1)Why is this paint job lower MSRP then the reg paint job by about 50 or 60 bucks? 

2)I know the frame is not THE BEST like 2010 but the only dealer of felt is gonna be new to the brand and will not have old felts in stock. 

3)I'm pretty tall(6'3) and a (kinda)lean 185ist pounds. I read some place this bike would be better for shorter riders. I know the GEO is really racey but I am flexible now and young enough to get really low. Why would someone say that? 

4)How is the micro shifters? its 9 speed and it has trim adjustments from FD(which I may like). I hear its like Tiagera but cheaper in price and a little complexer. 

5)I'm no weight weenie just yet, but I would have to guess this complete 61cm bike will be about 22-24 pounds. What do you guys think? 


cheers guys, can't wait to hear from ya!
JMH

PS: I will be upgrading this bike and building on to the frame with better spec stuff(some better wheels, ect).


----------



## S2H

Get a Mac.


----------



## ssm-gd3

I saw the F95 team edition in person yesterday and it is gorgeous. the matte black paint job with the garmin colors really sets it off. mine is the regular one - i wish i got the team colors. 

1) Not sure about the pricing. I remember it used to be 799 vs. 829 MSRP, but with the recent price updates they forgot to update the team bike.

2) If anything, I think the geometry is better on 2011 F95

3) They're probably just making assumptions. Take the bike for a test ride and see what you think. The farthest ride I had gone before was 20 miles by mountain bike, but I was able to do 50 the first weekend I had the bike.

4) The microshifters work pretty well, but the cables are not internal like the new 105 or Sram shifters, and you can't upshift while you're in the drops because the button is too far away. I like them more than the Sora shifters on the Specialized Allez I also test rode.

5) Sounds about right. 

In the future, I'm thinking of switching to Sram shifters and 10 speed, but maybe that money should go towards a new bike instead.


----------



## thebikingcello

Scotty2Hotty said:


> Get a Mac.



I have a mac mini


----------



## thebikingcello

I wish I could get a 10 speed but I think I'll just upgrade to 105 shifters and RD and 10 speed cogs and the chain to 10speed. I'm not racing, I just want good performance and my goal is to get the whole bike down to 19 pounds, if possible lol I want to try sram rival or apex pretty badly but funds can't pull though :/. 

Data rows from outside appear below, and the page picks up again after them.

PR #2144, opened 2022-09-24
improve `contrib/drivers/dm`

gqcn:


zhonghuaxunGM (approved):
Adjusting the schema is required and the upper layer does not need to specify the schema

PR #2205, opened 2022-10-14
fix gen dao oracle entity column datatype number bug

zaier277:
bug:When oracle column datatype is number , gen dao entity column type is string.

fix: when  (DATA_TYPE='NUMBER' AND DATA_SCALE=0)  set datatype is int .   when  (DATA_TYPE='NUMBER' AND DATA_SCALE>0)  set datatype is float


gqcn:
@zaier277 It's appreciated for your PR! The UT case failed in CI.

PR #681, opened 2023-09-21
Use a consistent approach for organising test fixture files

edmorley:
Previously test fixtures were located under a mixture of:
* `<crate>/fixtures/`
* `<crate>/test-fixtures/`

Now  for consistency they are all located under:
`<crate>/tests/fixtures/`

This matches the pattern already used by the Python CNB, Procfile CNB etc.


.gitignore
```diff
@@ -1,8 +1,10 @@
-/target/
-/packaged/
+target/
```
edmorley, line 1: This style of entry (with no leading `/`) matches both items at the repository root, and also items within subdirectories - making the wildcard variants below redundant.

dzuelke (approved):

Malax (commented):
+1 for consistency, I'm not sure about the location though. Cargo will try to compile code it finds in `tests`, even when in subdirectories below `tests`. If we ever had a test fixture that Cargo would detect as test code (imagine a test fixture that is an app written in Rust) this location will give us trouble.

edmorley:
> Edit: it seems only `main.rs` directly in `test/fixtures` causes issues.

Yeah anything nested in a further subdirectory isn't picked up. There are already some `main.rs` files nested further (eg in the test buildpack fixtures).

Since all of our fixture will be in their own directory, and not loose in the `fixtures/` directory (plus the failure mode is pretty clear; it's not hard to debug undefined behaviour) I think this is fine :-)

Malax (approved):

PR #682, opened 2023-09-21
Switch to the new "component" vs "composite" buildpack terminology

### LINKED ISSUE #639: Buildpack descriptor naming differs from spec
The buildpack structs in `libcnb-data` are named `SingleBuildpackDescriptor` and `MetaBuildpackDescriptor` but the [terminology used is the spec](https://github.com/buildpacks/spec/blob/main/buildpack.md#cnb-terminology) is "component buildpack" and "composite buildpack". These structs should be renamed to `ComponentBuildpackDescriptor` and `CompositeBuildpackDescriptor`.

GUS-W-14161652.

edmorley:
Upstream has now officially defined names for what we had previously been calling meta-buildpacks vs single buildpacks: https://github.com/buildpacks/spec/blob/main/buildpack.md#cnb-terminology

All types, docs and internal functions have been renamed to match.

Fixes #639.
GUS-W-14161652.


CHANGELOG.md
```diff
@@ -13,13 +13,15 @@ and this project adheres to [Semantic Versioning](https://semver.org/spec/v2.0.0
 
 - `libcnb-data`:
   - `ExecDProgramOutputKey`, `ProcessType`, `LayerName`, `BuildpackId` and `StackId` now implement `Ord` and `PartialOrd`. ([#658](https://github.com/heroku/libcnb.rs/pull/658))
-  - Add `generic::GenericMetadata` as a generic metadata type. Also makes it the default for `BuildpackDescriptor`, `SingleBuildpackDescriptor`, `MetaBuildpackDescriptor` and `LayerContentMetadata`. ([#664](https://github.com/heroku/libcnb.rs/pull/664))
+  - Added `generic::GenericMetadata` as a generic metadata type. Also makes it the default for `BuildpackDescriptor`, `SingleBuildpackDescriptor`, `MetaBuildpackDescriptor` and `LayerContentMetadata`. ([#664](https://github.com/heroku/libcnb.rs/pull/664))
```
colincasey, line 16: shouldn't this line should reflect the new names?

libcnb-package/src/buildpack_dependency_graph.rs
```diff
@@ -36,7 +36,7 @@ pub fn build_libcnb_buildpacks_dependency_graph(
                 .filter(|buildpack_directory| {
                     matches!(
                         determine_buildpack_kind(buildpack_directory),
-                        Some(BuildpackKind::LibCnbRs | BuildpackKind::Meta)
+                        Some(BuildpackKind::LibCnbRs | BuildpackKind::Composite)
```
colincasey, line 39: since we're renaming, i wonder if `LibCnbRs` should be renamed to something like `CompilableComponent` or `LibCnbComponent`.  not necessary but the current name looks like an unpronounceable string of consonants 😅

CHANGELOG.md
edmorley: Updated

libcnb-package/src/buildpack_dependency_graph.rs
edmorley: Yeah I'm not too keen on the current name. I've filed #683 to track this separately, since it's separate from this rename, and we'll need to figure out a better name (I like your ideas, but since there are several viable options including in this PR might hold it up whilst we pick one).

Malax: +1 on what Ed said. I remember having my issue with that name when I did the refactor recently, but couldn't come up with a better name on the spot.

Issue #595, opened 2023-07-12
Use GitHub Actions to perform new releases


edmorley:
Currently new libcnb.rs releases are performed via a sequence of locally run manual steps:
https://github.com/heroku/libcnb.rs/blob/main/RELEASING.md

We should (a) automate these, (b) perform them on GitHub Actions, in order to:
1. Reduce the chance of error
2. Reduce the toil for performing new releases
3. Improve security over using local creds
4. Allow for running tools to lint things like the semver bump before release (#596)

We might be able to make use of one or more of these tools:
https://github.com/killercup/cargo-edit#cargo-set-version
https://github.com/crate-ci/cargo-release
https://github.com/Byron/cargo-smart-release

PR #689, opened 2023-09-24
Add a GitHub Actions workflow for preparing a libcnb.rs release

edmorley:
Libcnb.rs uses a two stage release process. Until now both of those stages required a maintainer to perform the steps manually:
https://github.com/heroku/libcnb.rs/blob/main/RELEASING.md

This new GitHub Actions workflow replaces the manual steps in the first half of the release process, leading up to the creation of the "Prepare release" PR.

In the future, the second stage of the release process will be automated too, but that will require sorting out a service account (which will also have to be backed by a GitHub account, since currently crates.io only supports login via GitHub oauth).

See also:
https://github.com/killercup/cargo-edit#cargo-set-version
https://github.com/heroku/languages-github-actions/blob/main/.github/workflows/_buildpacks-release.yml

First part of #595.
GUS-W-13977983.

### DIFF
--- a/.github/workflows/prepare-release.yml
+++ b/.github/workflows/prepare-release.yml
@@ -1,0 +1,99 @@
+name: Prepare release
+
+on:
+  workflow_dispatch:
+    inputs:
+      bump:
+        description: "Which component of the version to increment"
+        required: true
+        default: "patch"
+        type: choice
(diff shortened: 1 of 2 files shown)


Malax (approved):
Neat!

PR #695, opened 2023-10-06
Add `GH_TOKEN` env to `gh` CLI invocation

Malax:
`gh` does not work properly without the `GH_TOKEN` environment variable. For the double release check, we fail the check if the invocation succeeds. Since the token is missing it will never succeed, making the check a no-op. This PR adds the missing token.

Ref: https://github.com/heroku/libcnb.rs/actions/runs/6299767340/job/17101136605#step:8:13


edmorley (approved):
Good spot, thank you!

PR #705, opened 2023-10-27
Add tracing to detect and build phases

joshwlewis:
This wraps both `build` and `detect` with tracing, which results in`.jsonl` tracing files compatible with [OpenTelemetry File Export](https://opentelemetry.io/docs/specs/otel/protocol/file-exporter/). This will grant tracing information for all libcnb.rs based buildpacks.

It's setup such that any `build` or `detect` errors are tracked as such with events and statuses.

`detect` is also instrumented with `detect-pass` or `detect-fail` events, so it should be clear if a detect phase errored, failed, or passed.

Additionally, this adds metadata from the buildpack descriptor (buildpack name, version, api version) to each span.


joshwlewis:
Closing in favor of #723.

I can do 40 mile rides with my hybrid bike no problem and with some training, I'll be able to do 60's and 70's like last summer on me felt 

This bike seems full of value! thats why its my top pick to test ride first  

new question, what pedals do you use? I am looking at LOOK keo classics but I am thinking more 105 pedals for better, more durable bearings. going clipless will be my first kinda big buy for the bike when I get the money


----------



## terbennett

I don't think that they forgot to keep to increase the price on the Team Edition F95 . Felt has chosen to no longer be supply bikes for Garmin after this year. That means it will be obsolete. Most people aren't going to want to spend the same money for an obsolete bike. My guess is that Felt is trying to get rid of them because of it. BTW, Felt never has leftover F-Series bikes. In fact, they usually are sold out of them around this time of the year. I'm surprised you were able to even find an F95 based on Felt's track record. 2010models were probably were all gone by March or April of last year.


----------



## notoriousdjw

If this were a BD brand, the thread would already be moved....Alright Coolhand, my point has been made. Why not furiously search the forum for other brand-specific posts? Then tomorrow you can go right back to business as usual?


----------



## T K

Sure it's not a 2010? Felt does not sponsor Garmin in 2011. Why would there be a 2011 Team Garmin model?


----------



## Don4

T K said:


> Sure it's not a 2010? Felt does not sponsor Garmin in 2011. Why would there be a 2011 Team Garmin model?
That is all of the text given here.